PR #6917, opened 2022-05-23

xk730:


android/assets/jsons/translations/Simplified_Chinese.properties
```diff
@@ -964,19 +960,13 @@ Worked by [cityName] = 被[cityName]开发
...
-Citizen Management = 
- # Requires translation!
-Avoid Growth = 
- # Requires translation!
-Default Focus = 
- # Requires translation!
-[stat] Focus = 
+Reset Citizens = 重新分配公民
+Citizen Management = 管理公民
+Avoid Growth = 停止增长
```
heipizhu4, line 965: Start a game and you will find that you cannot totally ‘stop' growth with this button. All you can do is to slow them down. So 人口控制或是减少增长会更好。

heipizhu4, line 965: Start a game and you will find that you cannot totally ‘stop' growth with this button. All you can do is to slow them down. So 人口控制或是减少增长会更好。

android/assets/jsons/translations/Simplified_Chinese.properties
```diff
@@ -964,19 +960,13 @@ Worked by [cityName] = 被[cityName]开发
...
+Default Focus = 默认的公民分配重点
+[stat] Focus = 目前分配重点：[stat]
```
heipizhu4, line 967: image
从这张截图可以看到focus不是只有当前会这么写，而是一个选项。所以直接写'注重[stat]就可以了。

heipizhu4 (changes requested):
2 errors. Maybe you should update your game before translating in order to avoid these mistakes?

android/assets/jsons/translations/Simplified_Chinese.properties
xk730: 谢谢更正；此外我一直有在更新游戏

heipizhu4 (approved):
Sorry for the wrong blame. Nice work now!

PR #6920, opened 2022-05-23

hhpy123:


heipizhu4 (commented):
Welcome, new translator! Hardly any person start their translation with these kinds of text, but they are good enough! The only problem is that you should remove some extra space after， 。and ?。They may make sentences hard to read.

━━━━━━

Task brief: Only a number is wanted: how many lines of the material include the word "Management".

Written solution: 2